- What you have to do: Set down all the lines below, each one exactly as shown.

- Material to process:

PR #2750, opened 2021-05-18
Remove 'blocking internet' notification shown while (re)connecting

dlon:
While connecting, the frontend shows a "blocking internet" notification. This is not necessarily true anymore. While packets outside the tunnel are dropped (except to the relay), traffic in the tunnel is permitted as soon as the tunnel state machine is told that the device is up. This can occur before entering the connected state.

---
This change is [Reviewable](https://reviewable.io/reviews/mullvad/mullvadvpn-app/2750)

### DIFF
--- a/gui/src/renderer/components/NotificationArea.tsx
+++ b/gui/src/renderer/components/NotificationArea.tsx
@@ -4,13 +4,11 @@ import log from '../../shared/logging';
 import {
   BlockWhenDisconnectedNotificationProvider,
   CloseToAccountExpiryNotificationProvider,
-  ConnectingNotificationProvider,
   ErrorNotificationProvider,
   InAppNotificationProvider,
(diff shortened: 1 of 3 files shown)


raksooo:
For how long can the device be up before entering the connected state?

dlon:
> For how long can the device be up before entering the connected state?

In practice, up to a second, maybe. More if latency or packet loss is high. That said, the connected state is entered as soon as any traffic is received on the tunnel interface, so that may not be a big deal. The main point is that the daemon does not explicitly block the internet for the most part, except when using OpenVPN.

raksooo:
IMO a one second error margin would be okay. This would probably make it more confusing when the app is having trouble to connect and is stuck in the connecting state for >30 seconds. Would it be possible to send an event to the frontend when the device is up, and at that point remove the notification?

PR #2753, opened 2021-05-19
Wait for IP interfaces to be attached before setting metrics

dlon:
`WinNet_EnsureBestMetric` sometimes fails due to `LUID [...] does not specify any IPv4 or IPv6 interfaces` (`windows/winnet/src/winnet/interfacePair.cpp:25`). The code in this PR waits for the interfaces to attach after creating the tunnel device. If the error continues to occur, it must mean that an incorrect LUID is used for setting the metric (unlikely), or that the interfaces are destroyed at some later point in time.

---
This change is [Reviewable](https://reviewable.io/reviews/mullvad/mullvadvpn-app/2753)


mvd-ows (approved):
> *[Reviewable](https://reviewable.io/reviews/mullvad/mullvadvpn-app/2753)* status: :shipit: complete! all files reviewed, all discussions resolved

PR #5055, opened 2023-08-28
Update shadowsocks to 1.16

pinkisemils:
Since `shadowsocks` has a release that includes all the changes we need, I've gone and updated our dependencies to use the _crates.io_ release.

- - -
This change is [Reviewable](https://reviewable.io/reviews/mullvad/mullvadvpn-app/5055)

### DIFF
--- a/Cargo.lock
+++ b/Cargo.lock
@@ -382,7 +382,7 @@ source = "registry+https://github.com/rust-lang/crates.io-index"
 checksum = "a6358dedf60f4d9b8db43ad187391afe959746101346fe51bb978126bec61dfb"
 dependencies = [
  "heck",
- "indexmap",
+ "indexmap 1.7.0",
  "log",
  "proc-macro2",
  "quote",
@@ -390,7 +390,7 @@ dependencies = [
  "serde_json",
  "syn 1.0.100",
  "tempfile",
- "toml",
+ "toml 0.5.8",
 ]
 
 [[package]]
@@ -879,6 +879,15 @@ dependencies = [
 ]
 
 [[package]]
+name = "drain"
+version = "0.1.1"
+source = "registry+https://github.com/rust-lang/crates.io-index"
+checksum = "2f1a0abf3fcefad9b4dd0e414207a7408e12b68414a01e6bb19b897d5bd7632d"
+dependencies = [
+ "tokio",
+]
+
+[[package]]
 name = "duct"
 version = "0.13.6"
 source = "registry+https://github.com/rust-lang/crates.io-index"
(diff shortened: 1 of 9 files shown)


faern (changes requested):
> *[Reviewable](https://reviewable.io/reviews/mullvad/mullvadvpn-app/5055)* status: all files reviewed, 2 unresolved discussions (waiting on @pinkisemils)

___
*[`Cargo.lock` line 4263 at r1](https://reviewable.io/reviews/mullvad/mullvadvpn-app/5055#-NcwB7IBEh1nvez2QS0z:-NcwB7IBEh1nvez2QS1-:b5gwnye) ([raw file](https://github.com/mullvad/mullvadvpn-app/blob/e24abb9960a004a5d3cf0c6ca1a696313472c7c0/Cargo.lock#L4263)):*
> ```TOML
> [[package]]
> name = "trust-dns-resolver"
> version = "0.23.0"
> ```

Can we not avoid having both 0.22 and 0.23? That would be nice.
___
*[`ios/MullvadTransport/shadowsocks-proxy/Cargo.toml` line 16 at r1](https://reviewable.io/reviews/mullvad/mullvadvpn-app/5055#-NcwA7iN1ZBKZwP-RnsC:-NcwA7iN1ZBKZwP-RnsD:bxp254x) ([raw file](https://github.com/mullvad/mullvadvpn-app/blob/e24abb9960a004a5d3cf0c6ca1a696313472c7c0/ios/MullvadTransport/shadowsocks-proxy/Cargo.toml#L16)):*
> ```TOML
> [dependencies]
> shadowsocks-service.version = "1.16"
> shadowsocks-service.features = [ "local", "stream-cipher", "local-http", "local-tunnel" ]
> ```

A bit nitpicky. But this is to my knowledge the only place we use this bespoke format to define a dependency. Can we not just do it the same way we do for other dependencies to make it consistent?

Slightly related. Not going to block the PR on this, but I suggest uplifting `shadowsocks` and `shadowsocks-service` to workspace dependencies. Since we always want to upgrade them in lockstep anyway.

faern (approved):
> Reviewed 2 of 3 files at r2, 5 of 5 files at r3, 1 of 1 files at r4, all commit messages.
> *[Reviewable](https://reviewable.io/reviews/mullvad/mullvadvpn-app/5055)* status: all files reviewed, 1 unresolved discussion (waiting on @pinkisemils)

___
*[`ios/MullvadTransport/shadowsocks-proxy/Cargo.toml` line 16 at r1](https://reviewable.io/reviews/mullvad/mullvadvpn-app/5055#-NcwA7iN1ZBKZwP-RnsC:-NcwLOM62IhBfFm34NMj:bqrc3i2) ([raw file](https://github.com/mullvad/mullvadvpn-app/blob/e24abb9960a004a5d3cf0c6ca1a696313472c7c0/ios/MullvadTransport/shadowsocks-proxy/Cargo.toml#L16)):*

A bit nitpicky. But this is to my knowledge the only place we use this bespoke format to define a dependency. Can we not just do it the same way we do for other dependencies to make it consistent?

Slightly related. Not going to block the PR on this, but I suggest uplifting `shadowsocks` and `shadowsocks-service` to workspace dependencies. Since we always want to upgrade them in lockstep anyway.
</blockquote></details>

Are the features no longer needed? You still use this special syntax we don't use anywhere else. How about `shadowsocks-service = { workspace = true }`?

dlon (approved):
> Reviewed 2 of 3 files at r2, 3 of 5 files at r3, 1 of 1 files at r4, all commit messages.
> *[Reviewable](https://reviewable.io/reviews/mullvad/mullvadvpn-app/5055)* status: all files reviewed, 1 unresolved discussion (waiting on @pinkisemils)

PR #5059, opened 2023-08-28
Prevent OpenVPN servers from showing in relay list when protocol is automatic

raksooo:
This PR prevents OpenVPN relays from showing in the select location view when protocol is set to automatic. This is the last part of the process to make WireGuard the default protocol.

- - -
This change is [Reviewable](https://reviewable.io/reviews/mullvad/mullvadvpn-app/5059)

### DIFF
--- a/gui/src/renderer/lib/filter-locations.ts
+++ b/gui/src/renderer/lib/filter-locations.ts
@@ -44,9 +44,6 @@ function getTunnelProtocolFilter(
     endpointTypes.push('bridge');
   } else if (tunnelProtocol === 'any') {
     endpointTypes.push('wireguard');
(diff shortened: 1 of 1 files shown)


dlon (approved):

- Expected output:
PR #2750, opened 2021-05-18
Remove 'blocking internet' notification shown while (re)connecting

dlon:
While connecting, the frontend shows a "blocking internet" notification. This is not necessarily true anymore. While packets outside the tunnel are dropped (except to the relay), traffic in the tunnel is permitted as soon as the tunnel state machine is told that the device is up. This can occur before entering the connected state.

---
This change is [Reviewable](https://reviewable.io/reviews/mullvad/mullvadvpn-app/2750)

### DIFF
--- a/gui/src/renderer/components/NotificationArea.tsx
+++ b/gui/src/renderer/components/NotificationArea.tsx
@@ -4,13 +4,11 @@ import log from '../../shared/logging';
 import {
   BlockWhenDisconnectedNotificationProvider,
   CloseToAccountExpiryNotificationProvider,
-  ConnectingNotificationProvider,
   ErrorNotificationProvider,
   InAppNotificationProvider,
(diff shortened: 1 of 3 files shown)


raksooo:
For how long can the device be up before entering the connected state?

dlon:
> For how long can the device be up before entering the connected state?

In practice, up to a second, maybe. More if latency or packet loss is high. That said, the connected state is entered as soon as any traffic is received on the tunnel interface, so that may not be a big deal. The main point is that the daemon does not explicitly block the internet for the most part, except when using OpenVPN.

raksooo:
IMO a one second error margin would be okay. This would probably make it more confusing when the app is having trouble to connect and is stuck in the connecting state for >30 seconds. Would it be possible to send an event to the frontend when the device is up, and at that point remove the notification?

PR #2753, opened 2021-05-19
Wait for IP interfaces to be attached before setting metrics

dlon:
`WinNet_EnsureBestMetric` sometimes fails due to `LUID [...] does not specify any IPv4 or IPv6 interfaces` (`windows/winnet/src/winnet/interfacePair.cpp:25`). The code in this PR waits for the interfaces to attach after creating the tunnel device. If the error continues to occur, it must mean that an incorrect LUID is used for setting the metric (unlikely), or that the interfaces are destroyed at some later point in time.

---
This change is [Reviewable](https://reviewable.io/reviews/mullvad/mullvadvpn-app/2753)


mvd-ows (approved):
> *[Reviewable](https://reviewable.io/reviews/mullvad/mullvadvpn-app/2753)* status: :shipit: complete! all files reviewed, all discussions resolved

PR #5055, opened 2023-08-28
Update shadowsocks to 1.16

pinkisemils:
Since `shadowsocks` has a release that includes all the changes we need, I've gone and updated our dependencies to use the _crates.io_ release.

- - -
This change is [Reviewable](https://reviewable.io/reviews/mullvad/mullvadvpn-app/5055)

### DIFF
--- a/Cargo.lock
+++ b/Cargo.lock
@@ -382,7 +382,7 @@ source = "registry+https://github.com/rust-lang/crates.io-index"
 checksum = "a6358dedf60f4d9b8db43ad187391afe959746101346fe51bb978126bec61dfb"
 dependencies = [
  "heck",
- "indexmap",
+ "indexmap 1.7.0",
  "log",
  "proc-macro2",
  "quote",
@@ -390,7 +390,7 @@ dependencies = [
  "serde_json",
  "syn 1.0.100",
  "tempfile",
- "toml",
+ "toml 0.5.8",
 ]
 
 [[package]]
@@ -879,6 +879,15 @@ dependencies = [
 ]
 
 [[package]]
+name = "drain"
+version = "0.1.1"
+source = "registry+https://github.com/rust-lang/crates.io-index"
+checksum = "2f1a0abf3fcefad9b4dd0e414207a7408e12b68414a01e6bb19b897d5bd7632d"
+dependencies = [
+ "tokio",
+]
+
+[[package]]
 name = "duct"
 version = "0.13.6"
 source = "registry+https://github.com/rust-lang/crates.io-index"
(diff shortened: 1 of 9 files shown)


faern (changes requested):
> *[Reviewable](https://reviewable.io/reviews/mullvad/mullvadvpn-app/5055)* status: all files reviewed, 2 unresolved discussions (waiting on @pinkisemils)

___
*[`Cargo.lock` line 4263 at r1](https://reviewable.io/reviews/mullvad/mullvadvpn-app/5055#-NcwB7IBEh1nvez2QS0z:-NcwB7IBEh1nvez2QS1-:b5gwnye) ([raw file](https://github.com/mullvad/mullvadvpn-app/blob/e24abb9960a004a5d3cf0c6ca1a696313472c7c0/Cargo.lock#L4263)):*
> ```TOML
> [[package]]
> name = "trust-dns-resolver"
> version = "0.23.0"
> ```

Can we not avoid having both 0.22 and 0.23? That would be nice.
___
*[`ios/MullvadTransport/shadowsocks-proxy/Cargo.toml` line 16 at r1](https://reviewable.io/reviews/mullvad/mullvadvpn-app/5055#-NcwA7iN1ZBKZwP-RnsC:-NcwA7iN1ZBKZwP-RnsD:bxp254x) ([raw file](https://github.com/mullvad/mullvadvpn-app/blob/e24abb9960a004a5d3cf0c6ca1a696313472c7c0/ios/MullvadTransport/shadowsocks-proxy/Cargo.toml#L16)):*
> ```TOML
> [dependencies]
> shadowsocks-service.version = "1.16"
> shadowsocks-service.features = [ "local", "stream-cipher", "local-http", "local-tunnel" ]
> ```

A bit nitpicky. But this is to my knowledge the only place we use this bespoke format to define a dependency. Can we not just do it the same way we do for other dependencies to make it consistent?

Slightly related. Not going to block the PR on this, but I suggest uplifting `shadowsocks` and `shadowsocks-service` to workspace dependencies. Since we always want to upgrade them in lockstep anyway.

faern (approved):
> Reviewed 2 of 3 files at r2, 5 of 5 files at r3, 1 of 1 files at r4, all commit messages.
> *[Reviewable](https://reviewable.io/reviews/mullvad/mullvadvpn-app/5055)* status: all files reviewed, 1 unresolved discussion (waiting on @pinkisemils)

___
*[`ios/MullvadTransport/shadowsocks-proxy/Cargo.toml` line 16 at r1](https://reviewable.io/reviews/mullvad/mullvadvpn-app/5055#-NcwA7iN1ZBKZwP-RnsC:-NcwLOM62IhBfFm34NMj:bqrc3i2) ([raw file](https://github.com/mullvad/mullvadvpn-app/blob/e24abb9960a004a5d3cf0c6ca1a696313472c7c0/ios/MullvadTransport/shadowsocks-proxy/Cargo.toml#L16)):*

A bit nitpicky. But this is to my knowledge the only place we use this bespoke format to define a dependency. Can we not just do it the same way we do for other dependencies to make it consistent?

Slightly related. Not going to block the PR on this, but I suggest uplifting `shadowsocks` and `shadowsocks-service` to workspace dependencies. Since we always want to upgrade them in lockstep anyway.
</blockquote></details>

Are the features no longer needed? You still use this special syntax we don't use anywhere else. How about `shadowsocks-service = { workspace = true }`?

dlon (approved):
> Reviewed 2 of 3 files at r2, 3 of 5 files at r3, 1 of 1 files at r4, all commit messages.
> *[Reviewable](https://reviewable.io/reviews/mullvad/mullvadvpn-app/5055)* status: all files reviewed, 1 unresolved discussion (waiting on @pinkisemils)

PR #5059, opened 2023-08-28
Prevent OpenVPN servers from showing in relay list when protocol is automatic

raksooo:
This PR prevents OpenVPN relays from showing in the select location view when protocol is set to automatic. This is the last part of the process to make WireGuard the default protocol.

- - -
This change is [Reviewable](https://reviewable.io/reviews/mullvad/mullvadvpn-app/5059)

### DIFF
--- a/gui/src/renderer/lib/filter-locations.ts
+++ b/gui/src/renderer/lib/filter-locations.ts
@@ -44,9 +44,6 @@ function getTunnelProtocolFilter(
     endpointTypes.push('bridge');
   } else if (tunnelProtocol === 'any') {
     endpointTypes.push('wireguard');
(diff shortened: 1 of 1 files shown)


dlon (approved):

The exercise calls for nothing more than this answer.